* **Your instructions**
The answer should contain every entry below, copied exactly.

* **Items from a data source**
• • • • • • •

PR #621, opened 2021-08-18
Improve the developer experience on VS Code

dragonDScript:
- [x] Tested the feature and it's working on my computer (VS Codium 1.59.0).
- [x] Tested the main App features and they are still working.

### DIFF
--- a/.vscode/launch.json
+++ b/.vscode/launch.json
@@ -2,8 +2,8 @@
   "version": "0.2.0",
   "configurations": [
     {
-      "command": "yarn test -i --watchAll",
-      "name": "Debug yarn test",
+      "command": "yarn react-start",
+      "name": "Start renderer process",
       "request": "launch",
       "type": "node-terminal"
     },
--- a/.vscode/tasks.json
+++ b/.vscode/tasks.json
@@ -1,0 +1,41 @@
+{
+	"version": "2.0.0",
+	"tasks": [
+		{
+			"type": "npm",
+			"script": "dist",
+			"problemMatcher": [],
+			"label": "Test",
+			"detail": "yarn test",
+			"group": {
+				"kind": "test",
+				"isDefault": true
+			}
+		},
+		{
+			"type": "npm",
+			"script": "dist",
+			"problemMatcher": [],
+			"label": "Build for Linux",
+			"detail": "yarn build-electron && yarn build && electron-builder -c.extraMetadata.main=build/main.js --linux",
+			"group": {
+				"kind": "build",
+				"isDefault": true
+			}
+		},
+		{
+			"type": "npm",
+			"script": "dist",
+			"problemMatcher": [],
+			"label": "Build for Windows",
+			"detail": "yarn build-electron && yarn build && electron-builder -c.extraMetadata.main=build/main.js --win32"
+		},
+		{
+			"type": "npm",
+			"script": "dist",
+			"problemMatcher": [],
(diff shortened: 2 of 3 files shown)


.vscode/tasks.json
```diff
@@ -0,0 +1,41 @@
...
+				"kind": "test",
+				"isDefault": true
+			}
+		},
+		{
+			"type": "npm",
+			"script": "dist",
+			"problemMatcher": [],
+			"label": "Build for Linux",
+			"detail": "yarn build-electron && yarn build && electron-builder -c.extraMetadata.main=build/main.js --linux",
```
flavioislima, line 20: We are missing the targeting here. I'm not sure if the default is appImage, but if not, would be good to pass it after the `--linux`

README.md
```diff
@@ -81,6 +81,18 @@ Heroic is built with Web Technologies like: TypeScript, React, NodeJS and Electr
 
 ## Installation
 
+### Any OS (development environment)
+
+1. Download Yarn and Node.js
+2. Download the dependencies with `yarn`
+3. Start Heroic by pressing F5 on vs code or `yarn react-start && yarn electron`
```
flavioislima, line 88: In this case, pressing F5 will run only the react process? or will run both commands?

.vscode/launch.json
```diff
@@ -2,8 +2,8 @@
   "version": "0.2.0",
   "configurations": [
     {
-      "command": "yarn test -i --watchAll",
-      "name": "Debug yarn test",
+      "command": "yarn react-start",
```
flavioislima, line 5: Because this will run only the react process and won't open electron

.vscode/tasks.json
dragonDScript: I think that it is a default since i generated the task from package.json. It'd be good to test it tho.

README.md
dragonDScript: It will run both commands, see .vscode/launch.json

.vscode/launch.json
dragonDScript: there is another task below, see 'Debug Main Process'. I already tested it.

README.md
dragonDScript: yes it is only running the first configuration working on a fix rn

.vscode/tasks.json
dragonDScript: confirmed that it generates an appimage

dragonDScript:
Everything done

Snivyer1910:
nice pr number btw

.vscode/tasks.json
```diff
@@ -0,0 +1,41 @@
...
+				"kind": "build",
+				"isDefault": true
+			}
+		},
+		{
+			"type": "npm",
+			"script": "dist",
+			"problemMatcher": [],
+			"label": "Build for Windows",
+			"detail": "yarn build-electron && yarn build && electron-builder -c.extraMetadata.main=build/main.js --win32"
```
flavioislima, line 31:
```suggestion
			"detail": "yarn build-electron && yarn build && electron-builder -c.extraMetadata.main=build/main.js --win"
```
To use the same command we have on package.json.

flavioislima:
Check if its possible to run the `yarn` command before every build.

dragonDScript:
> Check if its possible to run the `yarn` command before every build.

it's possible but only for linux since we would have to run bash or sh. It's better to run it in the shell directly.

PR #639, opened 2021-09-03
Update Ko-Fi link

Flonky:
Update Ko-Fi link

Testing not necessary


flavioislima:
Good catch!
I think your branch was not updated, that's why the conflicts. I added a downloads badge so that's might be the reason.

PR #641, opened 2021-09-04
Fix Korean language label on Language Selector

OctopusET:
"韓國語" same as "한국어" but in traditional Chinese characters.
When writing in Korean language, almost only Hangul (Korean character) is preferred.
So, like other languages' label, there is no need to add "韓國語".


flavioislima (approved):
Sounds good 👍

• • • • • • •

* **Reply**
PR #621, opened 2021-08-18
Improve the developer experience on VS Code

dragonDScript:
- [x] Tested the feature and it's working on my computer (VS Codium 1.59.0).
- [x] Tested the main App features and they are still working.

### DIFF
--- a/.vscode/launch.json
+++ b/.vscode/launch.json
@@ -2,8 +2,8 @@
   "version": "0.2.0",
   "configurations": [
     {
-      "command": "yarn test -i --watchAll",
-      "name": "Debug yarn test",
+      "command": "yarn react-start",
+      "name": "Start renderer process",
       "request": "launch",
       "type": "node-terminal"
     },
--- a/.vscode/tasks.json
+++ b/.vscode/tasks.json
@@ -1,0 +1,41 @@
+{
+	"version": "2.0.0",
+	"tasks": [
+		{
+			"type": "npm",
+			"script": "dist",
+			"problemMatcher": [],
+			"label": "Test",
+			"detail": "yarn test",
+			"group": {
+				"kind": "test",
+				"isDefault": true
+			}
+		},
+		{
+			"type": "npm",
+			"script": "dist",
+			"problemMatcher": [],
+			"label": "Build for Linux",
+			"detail": "yarn build-electron && yarn build && electron-builder -c.extraMetadata.main=build/main.js --linux",
+			"group": {
+				"kind": "build",
+				"isDefault": true
+			}
+		},
+		{
+			"type": "npm",
+			"script": "dist",
+			"problemMatcher": [],
+			"label": "Build for Windows",
+			"detail": "yarn build-electron && yarn build && electron-builder -c.extraMetadata.main=build/main.js --win32"
+		},
+		{
+			"type": "npm",
+			"script": "dist",
+			"problemMatcher": [],
(diff shortened: 2 of 3 files shown)


.vscode/tasks.json
```diff
@@ -0,0 +1,41 @@
...
+				"kind": "test",
+				"isDefault": true
+			}
+		},
+		{
+			"type": "npm",
+			"script": "dist",
+			"problemMatcher": [],
+			"label": "Build for Linux",
+			"detail": "yarn build-electron && yarn build && electron-builder -c.extraMetadata.main=build/main.js --linux",
```
flavioislima, line 20: We are missing the targeting here. I'm not sure if the default is appImage, but if not, would be good to pass it after the `--linux`

README.md
```diff
@@ -81,6 +81,18 @@ Heroic is built with Web Technologies like: TypeScript, React, NodeJS and Electr
 
 ## Installation
 
+### Any OS (development environment)
+
+1. Download Yarn and Node.js
+2. Download the dependencies with `yarn`
+3. Start Heroic by pressing F5 on vs code or `yarn react-start && yarn electron`
```
flavioislima, line 88: In this case, pressing F5 will run only the react process? or will run both commands?

.vscode/launch.json
```diff
@@ -2,8 +2,8 @@
   "version": "0.2.0",
   "configurations": [
     {
-      "command": "yarn test -i --watchAll",
-      "name": "Debug yarn test",
+      "command": "yarn react-start",
```
flavioislima, line 5: Because this will run only the react process and won't open electron

.vscode/tasks.json
dragonDScript: I think that it is a default since i generated the task from package.json. It'd be good to test it tho.

README.md
dragonDScript: It will run both commands, see .vscode/launch.json

.vscode/launch.json
dragonDScript: there is another task below, see 'Debug Main Process'. I already tested it.

README.md
dragonDScript: yes it is only running the first configuration working on a fix rn

.vscode/tasks.json
dragonDScript: confirmed that it generates an appimage

dragonDScript:
Everything done

Snivyer1910:
nice pr number btw

.vscode/tasks.json
```diff
@@ -0,0 +1,41 @@
...
+				"kind": "build",
+				"isDefault": true
+			}
+		},
+		{
+			"type": "npm",
+			"script": "dist",
+			"problemMatcher": [],
+			"label": "Build for Windows",
+			"detail": "yarn build-electron && yarn build && electron-builder -c.extraMetadata.main=build/main.js --win32"
```
flavioislima, line 31:
```suggestion
			"detail": "yarn build-electron && yarn build && electron-builder -c.extraMetadata.main=build/main.js --win"
```
To use the same command we have on package.json.

flavioislima:
Check if its possible to run the `yarn` command before every build.

dragonDScript:
> Check if its possible to run the `yarn` command before every build.

it's possible but only for linux since we would have to run bash or sh. It's better to run it in the shell directly.

PR #639, opened 2021-09-03
Update Ko-Fi link

Flonky:
Update Ko-Fi link

Testing not necessary


flavioislima:
Good catch!
I think your branch was not updated, that's why the conflicts. I added a downloads badge so that's might be the reason.

PR #641, opened 2021-09-04
Fix Korean language label on Language Selector

OctopusET:
"韓國語" same as "한국어" but in traditional Chinese characters.
When writing in Korean language, almost only Hangul (Korean character) is preferred.
So, like other languages' label, there is no need to add "韓國語".


flavioislima (approved):
Sounds good 👍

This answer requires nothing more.